It is just after 4 a.m., and hundreds of Iraqis are lining up to visit their relatives outside Camp Bucca, which in August held about 18,000 detainees. Near the Kuwaiti border, Bucca shimmers in the predawn of the southern Iraqi desert, a beacon of light in a country where electricity is on for no more than 12 hours a day. It is the U.S. military's largest detention center in Iraq. The total number of those officially in U.S. custody in Iraq has fluctuated between a low of 7,200 and a high of more than 26,000 since 2005.

The three hotels in Zubair, one of the closest towns to Bucca, are always full. "We don't have tourism here," says Jabbar Mubarak, the clerk at the Tower of Babil, Zubair's largest hotel. "Everyone who comes to our hotel comes to visit their sons." The lobby swarms with families, some of whom have driven more than 10 hours. Despite major offensives in the past year against the Mahdi Army, Iraq's largest Shiite militia, about 80 percent of those in custody here are Sunni and hail from the central and northern parts of the country.

One of the biggest complaints is that the vast majority of detainees have not been charged with any crime. "Why don't the U.S. forces charge him if he has done something? Then at least we would know how long he will be here," said Hadia Khalaf, whose son Qusay was arrested in September 2007. "He was our provider," she said, reflecting the plight of many families who rely on extended family and charity to survive.

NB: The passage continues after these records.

PR #452, opened 2026-05-05
Add sti.route_pars; refactor separate_pars (#451)

### LINKED ISSUE #451: Rethink separate_pars
Can it be moved upstream so we can call it from the hivsim demos?

robynstuart:
- New `sti.route_pars` utility (in `stisim/utils.py`) that auto-discovers par categories (sim, sti, nw, dem) from the par-class registry and routes flat kwargs accordingly. Cross-category clashes (e.g. `dt` valid in both sim and sti) broadcast to all matches with a printed note; unknown keys (typos) raise when `strict=True`.
- `sti.Sim.separate_pars` shrinks from ~95 to ~30 lines by delegating routing to `route_pars`. Keeps only sti.Sim-specific concerns: legacy renames (`beta` → `beta_m2f`), nested per-module dicts (`hiv=dict(...)`), defaults, and the `_user_*_pars` stash for downstream XOR checks. Drops the `pars`-vs-`kwargs` collision raise (last-wins now) and the redundant `get_valid_pars` helper.
- hivsim demo builders (`simple`, `zimbabwe`) call `route_pars` to consume network pars from kwargs before constructing modules. Flat-kwargs API restored: `hivsim.demo('simple', debut_f=18)` and `hivsim.demo('zimbabwe', beta_m2f=0.04, prop_f0=0.7)` now work.
- `docs/examples/dynamic_debut.qmd` reverted to the flat-kwargs form the prose advertises.

Closes #451.

### DIFF
--- a/docs/examples/dynamic_debut.qmd
+++ b/docs/examples/dynamic_debut.qmd
@@ -102,7 +102,7 @@ msim = ss.parallel(sim_static, sim_dynamic)
 
 def afs_by_cohort(sim, cohort_bin=5):
     ppl = sim.people
-    net = sim.networks.structuredsexual
+    net = sim.networks.mfnetwork
     # .values gives numpy arrays for active agents only
     debut  = net.debut.values
     age    = ppl.age.values
--- a/hivsim_examples/simple/sim.py
+++ b/hivsim_examples/simple/sim.py
@@ -13,12 +13,19 @@ import hivsim
 
 
 def make_sim(**kwargs):
-    """Create a simple HIV simulation using ``sti.MFNetwork``."""
+    """Create a simple HIV simulation using ``sti.MFNetwork``.
+
+    Flat ``**kwargs`` are auto-routed via ``sti.route_pars`` — pass network
+    pars (``debut_f=18``, ``prop_f0=0.7``), sim pars (``n_agents=5000``,
+    ``dur=10``), or sti pars (``init_prev=0.05``) directly.
+    """
     kwargs.setdefault('n_agents', 2000)
     kwargs.setdefault('dur', 20)
+    nw_kwargs = sti.route_pars(kwargs).nw
+    for k in nw_kwargs: kwargs.pop(k)  # consumed here, don't re-route in sti.Sim
 
     if 'networks' not in kwargs:
-        nets = [sti.MFNetwork(), ss.MaternalNet()]
+        nets = [sti.MFNetwork(**nw_kwargs), ss.MaternalNet()]
         # BreastfeedingNet only makes sense if Pregnancy is in demographics.
         # User-supplied demographics: respect them. Otherwise hivsim.Sim defaults
         # to Pregnancy + Deaths, so include BreastfeedingNet.
@@ -26,6 +33,5 @@ def make_sim(**kwargs):
         if demog is None or any(isinstance(m, ss.Pregnancy) for m in sc.tolist(demog)):
             nets.append(ss.BreastfeedingNet())
         kwargs['networks'] = nets
-
     kwargs.setdefault('interventions', [sti.HIVTest(), sti.ART(), sti.VMMC()])
     return hivsim.Sim(**kwargs)
--- a/hivsim_examples/zimbabwe/sim.py
+++ b/hivsim_examples/zimbabwe/sim.py
@@ -17,15 +17,15 @@ import stisim as sti
 datadir = sc.thispath()
 
 # Sim settings
-sim_pars = dict(start=1990, stop=2025, age_scale=1000)
+default_sim_pars = dict(start=1990, stop=2025, age_scale=1000)
 
 # Calibrated parameters
-sti_pars = dict(
+default_hiv_pars = dict(
     beta_m2f=0.035,
     eff_condom=0.95,
     rel_init_prev=1.0,
 )
-nw_pars = dict(
+default_nw_pars = dict(
     prop_f0=0.79,
     prop_m0=0.83,
     f1_conc=0.16,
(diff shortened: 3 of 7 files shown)


ckirkman-IDM:
I generated a clade review for this and read through it; raw text for it is below. I don't think all of it is super critical, so here is my take on the issues it identified, 1-7:

1. I wouldn't bother adding caching unless we find that it is needed for performance improvement. Caching can have unexpected consequences later on that can make bugs hard to track. Avoid premature optimization :) .

2. Interesting, but most likely the solution at some point is to formalize the requirement of exposed .pars . The (None, None) issue is basically the same as in the PR I reviewed yesterday. Taking a closer look (e.g. at hiv_syph connector in hiv_sti.py), and I see the culprit:

```
def __init__(self, hiv_module, syphilis_module, pars=None, **kwargs):
```

The REAL issue is that there is no way to ask the class, hiv_syph in this case, what its default parameters are. Let us make a separate issue to examine this, as I do think it would be much cleaner if each class had a way to ask it what parameters exist and what the default values are *without* instantiation. It would also help standardize all the modules, connectors + others.

3. Please update the doc string.

4. I saw this on a visual pass on the code before trying claude. If there is a valid reason for omitting connector_pars in the way suggested, I'm ok with it. Otherwise, I'd make it mirror the other types of pars.

5.  Claude is basically asking if nw_pars could be used in other *_pars catetories (e.g., other modules). I believe that we are currently NOT allowing this per discussions last week; at least by default. Let me know if I am mistaken. If broadcasting IS allowed (by toggle somehow), we may need to make sure that information is made available here so nw_pars can be broadcastable. I'll defer to your memory + expertise in knowing if there is an issue here or not. (possibly documentation regarding said broadcasting; allowed? not? sometimes?)

6. Perhaps add verbose to the signature of separate_pars() and route the value to sti.route_pars() call (line ~131 stisim/sim.py)

7. Unittests would be nice for route_pars(), especially since no other tests are updated/touched by this PR.


---
## Code Review: Add `sti.route_pars`; refactor `separate_pars`

The refactor is correct and the public API is clean. A few issues worth addressing before merge:

---

### Issues

**1. `_par_registry()` is rebuilt on every call — no caching**

Every call to `route_pars()` rebuilds the entire registry, instantiating every STI module, network, demographic module, and all 5 connectors. With the example builders calling `sti.route_pars(kwargs)` and then `sti.Sim(...)` calling `separate_pars()` → `route_pars()` again, this runs at minimum twice per sim construction. A `functools.lru_cache` with no args (or a simple module-level sentinel) would fix this entirely.

---

**2. `merged_connector_pars()` relies on an implicit, unenforced constructor contract**

```python
def merged_connector_pars():
    merged = {}
    for cls in connector_register().values():
        merged.update(cls(None, None).pars)  # relies on (None, None) being valid
    return merged
```

This requires every registered connector to accept `(None, None)` and expose a usable `.pars`. The docstring documents the convention but doesn't enforce it. If a future connector validates its inputs in `__init__`, this silently breaks the registry for all callers. A `cls.default_pars()` classmethod would make the contract explicit and enforceable.

---

**3. `route_pars` docstring omits the `connector` return key**

```
Returns:
    sc.objdict with keys ``sim``, ``sti``, ``nw``, ``dem``, ``unmatched``.
```

The actual return has six keys — `connector` is missing. Callers reading the docstring won't know the bucket exists.

---

**4. No `connector_pars` named argument despite `connector` being a first-class bucket**

`route_pars` accepts `sim_pars`, `sti_pars`, `nw_pars`, `dem_pars` as named pre-categorized inputs, but there's no `connector_pars` equivalent. The asymmetry will be noticed once users try to pre-supply connector pars the same way.

---

**5. Latent double-routing bug in example builders**

```python
# hivsim_examples/simple/sim.py
nw_kwargs = sti.route_pars(kwargs).nw
for k in nw_kwargs: kwargs.pop(k)  # consumed here, don't re-route in sti.Sim
```

If a network par is also valid in another category (the broadcast case), `route_pars()` includes it in `nw_kwargs`, it gets popped from `kwargs`, and it never reaches the second category in `sti.Sim`. The broadcast path is exactly the case where manual pop-and-re-route is most error-prone. `zimbabwe/sim.py` has the same pattern.

---

**6. `verbose=True` default uses bare `print()`**

Library code using `print()` can't be filtered by log level, redirected, or silenced programmatically (except by passing `verbose=False`, which callers don't know to do). `warnings.warn(..., stacklevel=2)` or `sc.printv` would be more appropriate. As-is, any cross-category broadcast during `sti.Sim(...)` construction prints to stdout with no way for the user to suppress it.

---

**7. No unit tests for `route_pars`**

Coverage exists only via `Sim` construction. None of the following are directly tested:
- Broadcast behavior (key valid in 2+ categories)
- `strict=True` raising with suggestions
- The `connector` bucket being populated
- Pre-categorized `sim_pars`/`sti_pars`/etc. arguments
- `unmatched` dict under `strict=False`

Given this is now public API (`__all__`) and called directly by example builders, it warrants its own test cases.

---

### Minor

- `separate_pars()` docstring doesn't mention the `connector` category or the new `self._user_connector_pars` attribute.
- The nested-dict detection heuristic in `separate_pars()` (`any(gk in sti_keys for gk in v)`) is fine in practice but worth a comment explaining why the pre-scan is necessary before calling `route_pars`.

---

### Summary

| Area | Status |
|---|---|
| Correctness | Correct as written; latent double-routing risk in example builders |
| Design | Clean abstraction; `connector_pars` omission from signature is an asymmetry |
| Performance | `_par_registry()` rebuild per call is the main concern |
| Tests | No direct unit tests for `route_pars` |
| Docs | `connector` bucket missing from docstring return type |

The two items most worth fixing before merge: **`_par_registry()` caching** (affects every sim construction) and **the missing `connector` in the docstring/signature**. The double-routing risk in the example builders could be a follow-up issue if not addressed here.

robynstuart:
Thanks @ckirkman-IDM!
1. Agree, let's not cache
2. Made an issue here: https://github.com/starsimhub/starsim/issues/1335
3. Done
4. Done
5. ... (see below)
6. done
7. added in tests/test_parameters, deliberately minimal but can build up as needed

Point 5 is the big one, have gone back and forward on this a LOT. As I see it, there are three distinct cases and only the third is the "implicit broadcast" one I'd be cautious about:
- Universal pars like dt. Every module has these. Starsim already broadcasts: sti.Sim(dt=ss.years(0.5)) cascades to every module under it. To override per-module you do sti.Sim(dt=ss.years(0.5), diseases=sti.HIV(dt=ss.month)). Nothing new in this PR.
- Multi-disease shared pars like beta_m2f, init_prev. These are deliberately registered with the same name across STI disease modules -  that part of the point of parameters.py and the registry. sti.Sim(diseases=['hiv','syph'], beta_m2f=0.04) setting both is a feature: the same one-knob convenience that exists for dt, just at a different level. Per-disease overrides are explicit: sti_pars=dict(hiv=dict(beta_m2f=0.05), syph=dict(beta_m2f=0.4)) or diseases=[sti.HIV(beta_m2f=...), sti.Syph(beta_m2f=...)].
- Unintended clashes introduced by user-supplied custom modules. We can't statically prevent these, a custom module can re-use any name. Today route_pars prints a one-line note (suppressible via verbose=False) listing the categories the key landed in. Allowed, not an error, and now documented in the route_pars docstring under "Design: when does broadcasting happen?".

So the answer to "is broadcasting allowed?" is: cases 1 and 2 are by design, and disabling them would either error or silently drop legitimate one-knob usage; case 3 is broadcast-with-warning, which I think is the right balance for the custom-module escape hatch. The new docstring lays this out but let me know if you want me to surface any of it more prominently (e.g. in sti.Sim's class docstring).

PR #453, opened 2026-05-05
Auto-add coinfection connectors; route flat connector pars (#442)

### LINKED ISSUE #442: Automatic connectors not working
sim = sti.Sim(diseases=['hiv', 'syph']) should automatically add an hiv-syphilis connector.

robynstuart:
**Auto-add connectors.** `sti.Sim(diseases=['hiv', 'syph'])` now auto-instantiates `sti.hiv_syph` (and any other registered `<d1>_<d2>` connector for the disease pairs in the sim). Lookup tries `sti.<d1>_<d2>` then `sti.<d2>_<d1>` (reversing the constructor arg order to match). Pairs with no registered class are silently skipped. Replaces the `NotImplementedError`-on-`connectors=True` stub.

**Flat connector pars.** `sti.Sim(diseases=['hiv','syph'], rel_sus_hiv_syph=3.5)` routes the par into the auto-added `hiv_syph` connector. Each auto-added connector receives only the kwargs it accepts. Pars that match no built connector raise (catches typos and config errors like passing `rel_sus_hiv_syph` without syph in the disease list).

Skipped if the user supplies their own connectors via `connectors=[...]` — pass an explicit list to take full control. Mixing flat connector pars with `connectors=[...]` raises rather than silently dropping the flat pars.

**Cleanup.** Removes `sti.Sim.case_insensitive_getattr` — no callers across stisim, hivsim, or any localization repo.

Closes #442.

### DIFF
--- a/stisim/parameters.py
+++ b/stisim/parameters.py
@@ -6,7 +6,8 @@ import starsim as ss
 import stisim as sti
 
 
-__all__ = ['SimPars', 'sti_aliases', 'sti_register', 'merged_sti_pars', 'make_sti', 'mergepars', 'dem_pars']
+__all__ = ['SimPars', 'sti_aliases', 'sti_register', 'merged_sti_pars', 'make_sti', 'mergepars',
+           'dem_pars', 'connector_register', 'merged_connector_pars']
 
 
 class SimPars(ss.SimPars):
@@ -130,6 +131,28 @@ def mergepars(*args):
     dicts = [dict(sc.dcp(arg)) for arg in args if arg is not None]
     merged_pars = sc.objdict(sc.mergedicts(*dicts))
     return merged_pars
+
+
+def connector_register():
+    """Auto-discoverable connectors keyed by ``<d1>_<d2>``. Only includes
+    connectors that follow the ``(disease1_module, disease2_module, ...)`` constructor
+    convention, so ``sti.Sim`` can build them automatically from a disease list."""
+    from stisim.connectors.hiv_sti import hiv_syph, hiv_tv, hiv_ng, hiv_ct, hiv_bv
+    return sc.objdict(
+        hiv_syph=hiv_syph,
+        hiv_tv=hiv_tv,
+        hiv_ng=hiv_ng,
+        hiv_ct=hiv_ct,
+        hiv_bv=hiv_bv,
+    )
+
+
+def merged_connector_pars():
+    """Merge all parameters from auto-discoverable connectors."""
+    merged = {}
+    for cls in connector_register().values():
+        merged.update(cls(None, None).pars)
+    return merged
 
 
 # Demographic pars
--- a/stisim/sim.py
+++ b/stisim/sim.py
@@ -143,6 +143,7 @@ class Sim(ss.Sim):
         self._user_sti_pars = {**routed.sti, **nested_sti}
         self._user_nw_pars  = dict(routed.nw)
         self._user_dem_pars = dict(routed.dem)
+        self._user_connector_pars = dict(routed.connector)
 
         return routed.sim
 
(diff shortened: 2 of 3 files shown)


stisim/parameters.py
```diff
@@ -132,6 +133,28 @@ def mergepars(*args):
...
+        hiv_ct=hiv_ct,
+        hiv_bv=hiv_bv,
+    )
+
+
+def merged_connector_pars():
+    """Merge all parameters from auto-discoverable connectors."""
+    merged = {}
+    for cls in connector_register().values():
+        merged.update(cls(None, None).pars)
```
ckirkman-IDM, line 154: cls(None, None) seems weird here (and each other location in this PR). I think simply cls() (no arguments should) do it and would be a bit cleaner.


However, it still seems odd that instantiation is needed to grab pars with their default values, when querying HIVPars directly should do it. However, I'll consider this detail out of scope.

stisim/utils.py
```diff
@@ -21,10 +21,11 @@ def _par_registry():
...
     return {
-        'sim': set(sti.SimPars()),
-        'sti': set(sti.merged_sti_pars()),
-        'nw':  set(sti.NetworkPars()),
-        'dem': set(sti.dem_pars()),
+        'sim':       set(sti.SimPars()),
+        'sti':       set(sti.merged_sti_pars()),
+        'nw':        set(sti.NetworkPars()),
+        'dem':       set(sti.dem_pars()),
+        'connector': set(sti.merged_connector_pars()),
```
ckirkman-IDM, line 28: If a user supplies their own connector, e.g., for hiv and syph, would **its** pars be caught here and reported? Or the pars of the default connector? This is my main issue with the code; it either cannot read user-created connector parameters or it isn't very clear that it can and the code should better document this potential (given the auto-loading addition, as a user, I'd want to make sure there is no cross-over between *my* connector and the default one.

stisim/sim.py
```diff
@@ -142,6 +143,7 @@ def separate_pars(self, pars=None, sim_pars=None, sti_pars=None, nw_pars=None, d
         self._user_sti_pars = {**routed.sti, **nested_sti}
         self._user_nw_pars  = dict(routed.nw)
         self._user_dem_pars = dict(routed.dem)
+        self._user_connector_pars = dict(routed.connector)
```
ckirkman-IDM, line 146: looking at sti.route_pars(), routed.connector is always a {}? I'm not sure how recording a {} here is recording user supplied connector pars. If I'm missing something, it's too simple or obtuse.

Update: Ok, I found it, pars and kwargs (assuming the merging of them works) given to route_pars() can route to 'connector'.

ckirkman-IDM (changes requested):
One major point to check on, the rest is minor.

stisim/utils.py
robynstuart: Good question, had to think about this one :) 

In the general case, Starsim modules allow you to pass any module par as a kwarg, since all kwargs get passed to the module's update_pars method. STIsim threads this logic up to the sim constructor, with automatic routing to put module pars into their correct module. But only for the out-of-the box modules, NOT for user-supplied ones - the registry that resolves kwargs is built from the default out-of-the-box module classes only.  

I made a deliberate design choice not to allow users to mixing custom modules with kwargs; it's too error-prone and we can't ensure that there won't be unintentional name clashes, plus if a user if going to all the trouble of defining their own module then I think it's fair to assume they'll be comfortable doing e.g. `connectors=[MyConn(rel_sus_hiv_syph=3.5)`

In any case, I've now tightened the docstrings on process_connectors and _par_registry to make this explicit, and to describe the process for custom-connector users to follow.

stisim/parameters.py
robynstuart: Using cls() alone raises TypeError: missing 2 required positional arguments because both disease modules are required positional. The (None, None) is the minimum that lets __init__ run far enough to populate self.pars.

PR #457, opened 2026-05-06
Replace PartnerNotification with PriorPartners-based implementation

robynstuart:
- Replace `PartnerNotification` with a `PriorPartners`-based implementation with two channels (current sexual network + optional prior-partner recall) and separate notification × attendance probabilities per channel
- The previous transmission-graph-based version is removed (it was a stub with no internal users)
- New gallery example `docs/examples/partner_notification.qmd`
- Tests in `test_hiv_interventions.py` verify end-to-end behaviour, attendance ≤ notification, and PN-vs-baseline diagnosis difference

## Why
Built for the `sti_notification` undertreatment analysis (companion to `syph_dx_zim`), but the upgraded class is generally useful: it lets STIsim users model partner notification as a real-world program (notify → attend → test) using the active sexual network and a recall window, rather than relying on the disease transmission graph.

## API change
- Old (removed): `PartnerNotification(eligibility, test, test_prob=0.5)` — single probability, traversed `disease.log`
- New: `PartnerNotification(eligibility, test, p_notify_current, p_attends_current, p_notify_previous, p_attends_previous, current_network, previous_network)` — all are `ss.bernoulli` distributions; set `p_notify_previous=ss.bernoulli(p=0)` to disable the prior-partner channel


ckirkman-IDM (approved):
LGTM

PR #463, opened 2026-05-12
Fix ART stratified coverage to allocate per-(age,sex) stratum

aakullian:
Stratified ART coverage data was being parsed correctly but then collapsed to a single aggregate target before correction, with `art_coverage_correction` allocating ART globally by CD4 priority across the whole population. This washed out the age/sex differentials in the input: older/sicker agents were over-treated at the expense of younger groups, and male/female gaps were smoothed away. The model could not reproduce its own stratified inputs.

Changes:
- Add `compute_stratum_targets()` in `interventions/utils.py`: parallel to `compute_coverage_target` but returns the per-stratum dict instead of the summed total. Returns None for absent/aggregate coverage.
- `ART._get_n_to_treat` now returns `(total, stratum_targets)`.
- `ART.art_coverage_correction` dispatches: stratified targets get per-stratum correction; aggregate targets keep the existing global behaviour.
- New `_art_coverage_correction_stratified` adjusts each (age_bin, sex) stratum independently using the same CD4/care-seeking priority rules as the global path, applied within-stratum.
- Strengthen `test_art_stratified_coverage_matching` to assert per-stratum matching (previously only printed). Tolerance is generous to accommodate finite-population noise and the diagnosis lag from HIVTest.

### DIFF
--- a/stisim/interventions/hiv_interventions.py
+++ b/stisim/interventions/hiv_interventions.py
@@ -7,7 +7,7 @@ import starsim as ss
 import numpy as np
 from stisim.interventions.base_interventions import STITest
 from stisim.interventions.utils import (
-    parse_coverage, compute_coverage_target,
+    parse_coverage, compute_coverage_target, compute_stratum_targets, age_sex_mask,
 )
 from stisim.utils import count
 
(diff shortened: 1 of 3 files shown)


robynstuart:
Thanks @aakullian, this looks great!!

I pushed a small fix to test_art_stratified_coverage_matching. Two things were going on:

1. The test built coverage data for 2005/2015 but the sim only runs 2000–2005, so the assertion was comparing measured coverage against the 2015 target the sim never reaches. Switched to 2000/2005.
2. At n_agents=1k split across 6 (age × sex) strata, individual strata had 1–2 infected agents which was too noisy for the test. Dropped to 4 strata (15–30 and 30+ for each sex).

I also flattened the coverage to a single constant target across both data years, so the assertion window doesn't catch the ramp-up. All 4 strata now land within tol=0.20. If this test ends up frgaile over future releases we might need to move it to devtests and/or think of another way to test this is working as expected, but it's looking ok for now.

PR #464, opened 2026-05-14
Add dur_dx2tx on HIVTest for delay from diagnosis to ART start (#398)

### LINKED ISSUE #398: Time delay from HIV+ test to ART initiation
See EMOD dynamics for ref, discuss with Adam/Daniel for realistic dynamics

robynstuart:
## Summary
- Adds `dur_dx2tx` to `HIVTest` (default `ss.constant(0)`) for a per-pathway delay between diagnosis and ART start.
- `HIVTest` schedules `hiv.ti_art = ti + delay` for positive results; `ART` becomes passive and starts agents whose `ti_art == ti & ~on_art`. Coverage pool uses `ti_art <= ti & ~on_art`.
- `ANCTest` and initially-diagnosed cases (`init_post`) schedule with no delay — backward compatible.
- `new_agents_on_art` result is gated on `on_art` (since `ti_art` may now hold a future scheduled time).

Closes #398.

## Test plan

Since 2003, approximately 96,000 Iraqis have been officially detained by the U.S. military, with 100,000 more having been temporarily detained but never sent to a theater-level internment facility like Bucca. The other theater-level facility currently open is Camp Cropper, near Baghdad International Airport, which serves as the system's in- and out-processing center and holds about 3,000 detainees, including roughly 300 juveniles.

The legal basis for detentions stems from a single line of a 2004 UN Security Council resolution, which has been renewed every year since by agreement between the U.S. and Iraqi governments. This resolution, which gives the legal justification for continued U.S. military occupation, allows "internment where this is necessary for imperative reasons of security."

Iraqi Prime Minister Nuri Kamal al-Maliki and U.S. Secretary of State Condoleezza Rice are negotiating a status of forces agreement between the two governments that they hope to reach by the end of the year, when the current UN mandate expires. A key issue at stake is detentions, part of a broader area of contention between the two governments over the rights that U.S. troops should have to operate unilaterally in Iraq. The Iraqi government has demanded that the U.S. military no longer be allowed to detain Iraqis without its approval. The State Department and White House have been largely mum about the discussions, while Maliki's office has regularly leaked parts of the agreement and says that the final sticking points are whether U.S. troops will continue to be immune from prosecution under Iraqi law and the extent to which the U.S. military will have to coordinate with and receive approval from the Iraqi government before launching operations.

On the issue of detentions, Joseph Logan, a researcher for Human Rights Watch's Middle East and North Africa section, thinks an amnesty might be the answer. "If you don't have the evidence to transfer someone to the Iraqi system, it's probably the case that their outright release should be considered," Logan said. "It does seem they've been expediting the process of clearing some people out, and that's praiseworthy. But that doesn't deal with the underlying legal problem -- that these people can't challenge their detention and don't have counsel."